Dossier - la lettre de juillet 2008

LA RESPONSABILITE HUMAINE ET LA GRH DU DIRECTEUR DES SYSTEMES D'INFORMATION (DSI)  La première mission des directions des systèmes d’information est d’apporter un service performant au juste coût. Désormais elle se conjugue à la nécessité d’être responsable des ressources humaines informatiques.

Par Olivier Giraud, ASK Conseil
Attirer de nouveaux collaborateurs, compétents et motivés, tout en fidélisant ceux qui sont en place. Toutes les directions des systèmes d'information vous le diront : elles sont confrontées à cette problématique très prégnante en France, voire en Europe, du fait de la raréfaction des ressources sur le marché du travail. A la fois pour ne pas perdre en qualité de service et en performance, et éviter la perte de compétences et de connaissances des SI en place.

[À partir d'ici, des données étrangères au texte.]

PR #12563, opened 2026-06-16
feat(cryptothrone): fast-register Discord users + fix chat WS jwt (iat)

### LINKED ISSUE #12555: cryptothrone: fast-register Discord users (link-by-email, else create)
## Why
The Discord Activity hands the backend a **verified Discord user**, but `discord.rs` returns **403 "not linked"** when there's no existing KBVE account — a dead end. Provision instead, so launching the Activity is enough to get a playable KBVE session.

Builds on #12552 (the session 500 fix) — land + confirm the existing-linked-user happy path first.

## Strategy (chosen): link-by-email, else create
On session exchange, after the existing-discord-link lookup misses:
1. If Discord email is **verified**, find a KBVE account by that email → **link** the `discord` identity to it.
2. Else → **create** a new Supabase user from the Discord identity.
3. Mint `{jwt, username}` and continue (same as the linked path).

## Required changes
- **Client** (`discord.tsx`): add `email` scope → `authorize({ scope: ['identify','email'] })`.
- **Backend** (`discord.rs`): `/users/@me` already returns `email` + `verified`; pass them down. Replace the 403 branch with a provision-or-link call.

Pour pallier ces difficultés, la direction informatique, et plus globalement l’entreprise, doit répondre aux attentes des employés et des futurs employés. Elle doit fidéliser les salariés en place et continuer à attirer de nouveaux talents. Le Directeur des systèmes d'information (DSI) se fait alors aider par la DRH pour proposer des conditions attrayantes. Le niveau de la rémunération doit être motivant et proportionnel à la contribution et aux compétences réelles du salarié. Celui-ci aspire à rester compétitif et à pouvoir évoluer selon ses choix, ce qui implique la mise en place d’une gestion des compétences et des carrières et l’évaluation régulière des besoins en formation.

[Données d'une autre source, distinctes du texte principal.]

PR #12759, opened 2026-06-18
feat(unreal): vendor Agones SDK + KBVEAgones ROWS bridge (server-only)

h0lybyte:
## Why

rentearth's UE5 dedicated server has **zero** Agones integration. To run under an Agones Fleet (like cryptothrone-server / nd-server, which call the Agones SDK from the binary), the GameServer must signal `Ready()`/`Health()` — otherwise it never becomes allocatable and crashloops on the health threshold. This adds the missing UE-side lifecycle, kept cleanly separate from KBVEROWS.

## Design (discussed)

- **ROWSPlugin stays a pure REST plugin.** Agones is server-only; coupling it into KBVEROWS would drag an orchestration dep into every client/editor build. Anti-drift comes from vendoring a pinned upstream mirror, not from coupling.
- Lifecycle split mirrors the rest of the repo: **Agones owns Ready/Health**; **ROWS reconciles** allocation + shutdown via its K8s watcher.

## What's here

**Vendored upstream Agones** → `packages/unreal/Agones` (googleforgames/agones `@bb0fb6d`, v2.0.0, Apache-2.0, headers preserved). `UAgonesSubsystem` auto-connects (Ready) + health-pings and self-gates to dedicated server. One deviation: `TargetAllowList: ["Server"]` to keep it out of client compiles — documented in `VENDORING.md`.

**New `KBVEAgones` plugin** (server-only) — the ROWS bridge:
- `UKBVEAgonesBridgeSubsystem` binds the Agones `ConnectedDelegate` (fires post-Ready with GameServer identity) → calls `UROWSInstanceSubsystem::RegisterLauncher(Address, Port, MaxInstances)` using the address/port Agones reports.
- Module `TargetAllowList: ["Server"]` + `ShouldCreateSubsystem` gates on `IsRunningDedicatedServer()`.
- Depends on `Agones` + `ROWS`; KBVEROWS unchanged.
- Config: `GamePortName` (empty = first port), `MaxInstances`.

**rentearth.uproject** — enable `Agones` + `KBVEAgones`.

## Caveats
- **Not build-verified** — no UE toolchain locally; JSON + structure validated only. Real compile needs the UE5 build pipeline.
- rentearth is still a plain K8s **Deployment** — the plugin does nothing live until rentearth is migrated to an Agones Fleet (separate change: Fleet manifest + server Dockerfile/entrypoint).
- Shutdown is left to Agones health-loss + ROWS watcher reconcile; explicit `Shutdown()` can be added if deterministic drain is needed.


h0lybyte:
### Added: 1.58.0 alignment

Two follow-up commits beyond the original plugin scaffold:

- `chore(unreal): pin vendored Agones to release-1.58.0` — re-pin the mirror from a floating master commit to the `release-1.58.0` tag (`ca71cbe`). UE SDK sources are **byte-identical** 1.57→1.58, so doc/pin only.
- `chore(agones): bump cluster Helm chart 1.56.0 → 1.58.0` — `apps/kube/agones/application.yaml` `targetRevision` 1.56.0 → 1.58.0 so the in-cluster control plane matches the vendored SDK. `values.yaml` pins no image tags/feature gates.

**Ops note:** the chart bump rolls the Agones controller/extensions/allocator and applies updated CRDs (ArgoCD ServerSideApply). Two-minor jump (1.56→1.58); running GameServers survive controller restarts. Reaches the cluster only via the normal dev→main release.

Issue #11930, opened 2026-06-07
ops: Forgejo LFS reclaim — deleted stale 'moore' branch, recovered ~22.7 GB


Fudster:
## Summary

Reclaimed **~22.7 GB** on the self-hosted Forgejo (`git.kbve.com`) `kbve/chuck` repo.
The data volume was at 47% (22.9 G / 48.9 G); almost the entire footprint was Git LFS
objects belonging only to a stale `moore` branch. After deleting the branch and running
GC, the volume sits at **0% (189 M used, 48.7 G free)**.

| Metric | Before | After |
|---|---|---|
| `/data/lfs` | 22.9 G | 187 M |
| `/data` used | 22.9 G (47%) | 189 M (0%) |
| chuck branches | `main`, `moore` | `main` |

## Environment

- Cluster: Talos k8s · namespace `forgejo` · Forgejo 12.0.4 (Gitea 1.22 base)
- Storage: PVC `gitea-shared-storage`, 50 Gi Longhorn
- LFS store is shared by `kbve/chuck` + `kbve/rareicon` (rareicon untouched; its ~142 MiB remains)

## Actions taken

1. **Safety snapshot** — Longhorn snapshot `pre-moore-cleanup-20260606` (Ready before proceeding).
2. **Baseline** — `du -sh /data/lfs /data/git` → 22.9 G / 17.3 M; `df -h /data` → 47%.
3. **Deleted `moore`** via Forgejo API (DB-consistent):
   ```
   curl -X DELETE -H "Authorization: token ***" \
     http://localhost:3000/api/v1/repos/kbve/chuck/branches/moore   # 204
   ```
4. **Pruned git** — `git --git-dir=.../kbve/chuck.git gc --prune=now` (17.3 M → 1.8 M).
5. **LFS GC** — `POST /api/v1/admin/cron/gc_lfs`; `/data/lfs` 22.9 G → 187 M on the first pass.
6. **Verified (read-only)** — `forgejo doctor check --run storage-lfs --run check-db-consistency`
   → 785 LFS files (142 MiB), DB **OK**; only `main` remains.

## Follow-ups

- [ ] Revoke 3 short-lived admin tokens (Forgejo → Settings → Applications):
      `moore-cleanup-20260606`, `revoker-tmp-20260606`, `lfsgc-tmp-20260606`
      (token-DELETE API requires basic auth → manual/UI revoke).
[...]

PR #12908, opened 2026-06-21
feat(forgejo): automate LFS GC + Longhorn space reclaim

### LINKED ISSUE #12793: ops: Automate Forgejo LFS GC + Longhorn space reclaim
## Summary

Automate Git LFS garbage collection + space reclaim for the self-hosted Forgejo (`git.kbve.com`) so stale LFS objects don't silently accumulate on the 50 Gi Longhorn PVC. Follow-up from #11930 (manual `moore`-branch cleanup reclaimed ~22.7 GB).

## Background

#11930 showed two distinct layers have to be addressed for space to actually come back:

1. **Forgejo LFS GC** — deletes orphaned LFS objects from the store. Currently only runs on-demand (`POST /api/v1/admin/cron/gc_lfs`). There is no scheduled `[cron.gc_lfs]`.
2. **Block-level reclaim (Longhorn)** — *deleting LFS files in ext4 does not UNMAP the blocks*, so freed space stays pinned in the Longhorn volume/snapshot chain until a **filesystem trim** runs. In #11930, GC alone left ~18.5 GiB stuck in a snapshot; a Longhorn server-side trim (with `unmapMarkSnapChainRemoved=enabled`) was required to actually reclaim it (24.0 GiB → 6.57 GiB actualSize).

Both layers need to be automated, or GC will "succeed" while disk usage stays flat.

## Scope

- [ ] Enable Forgejo scheduled GC in config:
  ```ini
  [cron.gc_lfs]
  ENABLED = true
  SCHEDULE = @every 168h   # weekly; tune as needed
  OLDER_THAN = 168h
  ```
  (Set in the Forgejo values/ConfigMap, not by hand on the pod.)
- [ ] Automate Longhorn-side reclaim for PVC `gitea-shared-storage` (`pvc-0d5edbf3-…`):
  - Either set `unmapMarkSnapChainRemoved: enabled` persistently on the volume, **or**
  - Add a recurring filesystem-trim (Longhorn `RecurringJob` of task `filesystem-trim`, or a CronJob hitting the Longhorn API `?action=trimFilesystem`).
- [ ] Optional: a recurring Longhorn snapshot/backup policy so cleanups always have a safety point without manual snapshots.
- [ ] Document the runbook (GC → trim → verify `actualSize`).

## Environment

- Cluster: Talos k8s · namespace `forgejo` · Forgejo 12.0.4 (Gitea 1.22 base)
- Storage: PVC `gitea-shared-storage`, 50 Gi Longhorn (`pvc-0d5edbf3-53e5-4b1f-8cf2-b28359844f73`)
- LFS store shared by `kbve/chuck` + `kbve/rareicon`

## Verify

`forgejo doctor check --run storage-lfs`, and Longhorn `volume.status.actualSize` should track the live filesystem size after a GC + trim cycle.

Infra work for [Chuck RPG](https://chuckrpg.com).

Fudster:
Closes #12793. Follow-up from #11930.

Stale Forgejo LFS objects accumulate on the 50Gi Longhorn PVC, and reclaiming disk needs **two layers** — deleting LFS objects (ext4 frees inodes only) and then a filesystem trim to unmap the freed blocks from the volume. Without both, GC "succeeds" while disk usage stays flat. PR #12892's `git_gc_repos` cron is git repo GC, not LFS, and does nothing for the block-reclaim layer.

## Changes

**Forgejo** (`apps/kube/forgejo/application.yaml`)
- Add scheduled `[cron.gc_lfs]` (`@every 168h`, `OLDER_THAN = 168h`) alongside the existing `git_gc_repos`; bump `config-revision`.

**Longhorn** (`apps/kube/storage/manifests/`)
- New `recurring-jobs.yaml`: `forgejo-filesystem-trim-weekly` (Sun 03:00) + `forgejo-snapshot-weekly` (Sat 02:00, retain 2), scoped to a dedicated **`forgejo-reclaim` group**.
- `removeSnapshotsDuringFilesystemTrim: true` in `values.yaml` — global equivalent of per-volume `unmapMarkSnapChainRemoved=enabled`, so trim also reclaims space trapped in the snapshot chain (the ~18.5 GiB stuck case in #11930).
- Wire `recurring-jobs.yaml` into the kustomization.

**Docs** (`apps/kube/forgejo/README.md`)
- GC → trim → verify `actualSize` runbook + the volume-label binding step.

## Verified against the live cluster (`admin@kbve`, Longhorn v1.9.1)
- RecurringJob CRD **v1beta2** is the served/storage version → manifest uses it.
- Setting key **`remove-snapshots-during-filesystem-trim` exists** (was `false`) → `values.yaml` key is valid.
- PVC `gitea-shared-storage` → volume `pvc-0d5edbf3-…` (matches the issue), actualSize ~9.2 GiB.
- `kubectl kustomize apps/kube/storage/manifests` renders both RecurringJobs.
- **Scoping label applied** to the forgejo volume: `recurring-job-group.longhorn.io/forgejo-reclaim=enabled`.

## Design call — scoped, not cluster-wide
Longhorn auto-labels **every** volume into the built-in `default` group (confirmed: ~46 volumes, incl. 200–322 GiB DB volumes, several near capacity). A `default`-group snapshot/trim would fan out cluster-wide — a weekly snapshot of all DB volumes is real overhead and risk, counterproductive for a space-reclaim ticket. So the jobs target a dedicated `forgejo-reclaim` group bound only to the LFS volume.

**Trade-off (hidden state):** the group binding is a label on the CSI-created Volume CR, so it lives outside git and must be re-applied if the PVC is recreated. There's no clean GitOps-native way to scope a recurring job to one dynamically-named volume without minting a dedicated StorageClass (which would require recreating the 50Gi PVC). Documented in `recurring-jobs.yaml` + the README runbook; the label is already applied on the live cluster.

## Deferred scope

Cluster-wide `filesystem-trim` (other ~45 volumes incl 200–322Gi DBs) is intentionally **out of scope** here — tracked in #12915. This PR proves the GC→trim→reclaim loop on the single Forgejo LFS volume first to avoid I/O risk on database volumes.

### DIFF
--- a/apps/kube/forgejo/README.md
+++ b/apps/kube/forgejo/README.md
@@ -74,6 +74,64 @@ Forgejo Actions runner (builds with code + assets)
 - **Database**: `forgejo` schema in kilobase CNPG cluster (shared Postgres)
 - **SSH**: NodePort 30022 → `forgejo.kbve.com:30022`
 
+## LFS space reclaim (GC + trim)
+
+Reclaiming disk after stale LFS objects accumulate is a **two-layer** problem
+(see issues #11930 and #12793). Doing only one layer makes GC "succeed" while
+disk usage stays flat:
+
+1. **Forgejo LFS GC** — deletes unreferenced LFS objects from the store
+   (`/data/lfs`). Frees ext4 files/inodes only.
+2. **Longhorn filesystem trim** — unmaps the freed blocks from the volume so
+   `volume.status.actualSize` actually drops. ext4 deletes do not UNMAP blocks,
+   so without a trim the space stays pinned in the Longhorn volume/snapshot
+   chain.
+
+### Automation (current state)
+
+- **GC**: `[cron.gc_lfs]` runs weekly (`@every 168h`, `OLDER_THAN = 168h`),
+  configured in `apps/kube/forgejo/application.yaml`.
+- **Trim**: Longhorn `RecurringJob forgejo-filesystem-trim-weekly` (Sun 03:00) in
+  `apps/kube/storage/manifests/recurring-jobs.yaml`, with
+  `removeSnapshotsDuringFilesystemTrim: true` (values.yaml) so snapshot-chain
+  space is reclaimed too. A `forgejo-snapshot-weekly` job (Sat 02:00, retain 2)
+  provides a safety point before the trim.
+- **Scoping**: both jobs target the `forgejo-reclaim` group, **not** Longhorn's
+  cluster-wide `default` group, so they only touch the LFS volume. Binding is via
+  a label on the CSI-created Volume CR (not in git) — re-apply it if the PVC is
+  ever recreated:
+
+  ```bash
+  kubectl -n longhorn-system label volume \
+    $(kubectl -n forgejo get pvc gitea-shared-storage -o jsonpath='{.spec.volumeName}') \
+    recurring-job-group.longhorn.io/forgejo-reclaim=enabled --overwrite
+  ```
+
+### Manual runbook (on-demand reclaim / verification)
+
+```bash
+# 1. Run LFS GC now (instead of waiting for the weekly cron).
+#    Forgejo admin API — token must have admin scope.
+curl -X POST -H "Authorization: token <ADMIN_TOKEN>" \
+  https://git.kbve.com/api/v1/admin/cron/gc_lfs
+
+# 2. Confirm the store shrank inside the pod.
+kubectl exec -n forgejo deploy/forgejo -- du -sh /data/lfs
+
+# 3. Trigger the Longhorn filesystem trim for the volume (or run the
+#    RecurringJob ad-hoc). Easiest via the Longhorn UI:
+#    Volume → gitea-shared-storage → "Trim Filesystem".
+#    API equivalent:
+#    POST /v1/volumes/<vol>?action=trimFilesystem
+
+# 4. Verify reclaim — actualSize should track the live filesystem size.
+kubectl get volumes.longhorn.io -n longhorn-system \
+  -o custom-columns=NAME:.metadata.name,SIZE:.spec.size,ACTUAL:.status.actualSize
+
+# 5. Storage-layer health.
+kubectl exec -n forgejo deploy/forgejo -- forgejo doctor check --run storage-lfs
+```
+
 ## DNS
 
 Add `forgejo.kbve.com` A record pointing to `142.132.206.74` in Cloudflare.
--- a/apps/kube/forgejo/README.md
+++ b/apps/kube/forgejo/README.md
@@ -89,8 +89,9 @@ disk usage stays flat:
 
 ### Automation (current state)
 
-- **GC**: `[cron.gc_lfs]` runs weekly (`@every 168h`, `OLDER_THAN = 168h`),
-  configured in `apps/kube/forgejo/application.yaml`.
+- **GC**: `[cron.gc_lfs]` (`SCHEDULE = '0 1 * * 0'`, `OLDER_THAN = 168h`),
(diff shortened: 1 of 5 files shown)


h0lybyte:
Audited the PR. Two-layer GC→trim model is sound and the LFS-vs-block distinction is correct. A few things worth tightening before merge:

### 1. `default` group is cluster-wide, not forgejo-scoped — biggest concern
Both RecurringJobs target the built-in `default` group, which Longhorn auto-applies to **every** volume lacking an explicit recurring-job label. There are currently **no** recurring jobs in the cluster (`values.yaml` only sets `backupstorePollInterval`/`disableSnapshotPurge`), so this PR introduces the first-ever cluster-wide:

- **weekly snapshot (retain 2) on every Longhorn volume** — supabase-cluster, valkey, the 300Gi engine cache, etc., not just the 50Gi forgejo PVC. That's new snapshot-storage overhead and new I/O on DB volumes, framed in the PR as a forgejo safety point.
- **weekly filesystem-trim on every volume** + **global `removeSnapshotsDuringFilesystemTrim: true`**, which alters the snapshot-chain behavior of all those DB volumes too.

The PR body justifies `default` as "simpler than minting a StorageClass," but the trade-off (cluster-wide blast radius vs. one PVC) isn't surfaced. If only forgejo needs this, scope it with a `recurringJobSelector` label on the forgejo volume + a named group instead of `default`. If cluster-wide snapshots are actually desired, call that out explicitly — it's a meaningful policy change.

### 2. GC and trim aren't actually ordered
The trim job is pinned to `Sun 03:00` "after the weekly Forgejo gc_lfs run," but `gc_lfs` uses `SCHEDULE: '@every 168h'` with `RUN_AT_START: false` — that's a rolling 7-day timer anchored to pod start, **not** a Sunday cron. So gc can fire any day/time and the "trim runs after gc" ordering the comments claim isn't guaranteed. Either pin gc with a cron expression (e.g. `SCHEDULE: '@weekly'` or `0 1 * * 0`) so it precedes the Sun 03:00 trim, or drop the ordering claim and rely on eventual reclaim (next trim picks up whatever the last gc freed — which is fine, just not what the comments say).

### 3. Minor
- `snapshot-weekly` Sat 02:00 + `filesystem-trim` Sun 03:00 leaves the safety snapshot ~25h stale by trim time — acceptable, but if a bad gc lands Sunday morning the snapshot predates it. Tighter spacing (or snapshot immediately pre-trim) gives a truer rollback point.
- Confirm `config-revision` bump alone reliably rolls the pod (Reloader/annotation), since the new `[cron.gc_lfs]` block only takes effect on restart.

Nothing blocking the LFS GC logic itself — concern is the unscoped Longhorn blast radius (#1) and the false ordering guarantee (#2).

h0lybyte:
Pushed two follow-up commits for the remaining review items (#1 scoping was already handled by your `forgejo-reclaim` group change — kept as-is):

- **GC/trim ordering** — `gc_lfs` was `@every 168h` (anchored to pod start, so no guaranteed ordering vs the Sun 03:00 trim). Pinned to `SCHEDULE: '0 1 * * 0'` (Sun 01:00) so it deterministically precedes the trim. README updated.
- **Pod roll** — `config-revision` was under `deployment.annotations` (Deployment *metadata* → no pod-template hash change → no rollout). Moved to `podAnnotations` so bumping it actually rolls the pod and loads the new `[cron.gc_lfs]` config.

`kubectl kustomize apps/kube/storage/manifests` still renders clean.

h0lybyte:
## Follow-ups (post-merge)

- #12920 — activation (apply `forgejo-reclaim` label after deploy) + long-term declarative binding via StorageClass `recurringJobSelector` to retire manual labels.
- #12915 — extend `filesystem-trim` to other Longhorn volumes (group-by-group, I/O testing).

This PR stays scoped to the single Forgejo LFS volume.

Penser confort et ergonomie matérielle




L’activité informatique se déroule essentiellement au bureau, devant des ordinateurs. La qualité du confort et de l’ergonomie du poste de travail, qu’il s’agisse du mobilier, de l’éclairage ou de l’acoustique, a une incidence directe sur la valeur et la quantité de travail réalisé. L’activité spécifique de l’informaticien, qui travaille fréquemment en mode projet ou en contact avec des clients en internes souvent très exigeants, l’expose au stress que son encadrement doit savoir maitriser.

Le maintien et l’amélioration de la qualité du travail des collaborateurs sont proportionnels à leur motivation et à leur degré d’implication et de responsabilisation dans les activités de l’entreprise. Là est le gage du niveau de reconnaissance et de confiance qu’a l’entreprise à leur égard. Le juste degré d’autonomie et de responsabilisation accordé aux collaborateurs en fonction de leurs compétences et de leur expérience contribue à la valorisation de leur travail et donc de leur motivation à le réaliser avec qualité.



PS : Pour être rapidement efficace, penser à trois actions à lancer :





  • Responsabiliser les personnes sur leurs tâches.




  • Faire participer le personnel à l’amélioration des dispositifs de management.




  • Organiser régulièrement des entretiens individuels avec le personnel, écouter et prendre en compte leurs attentes.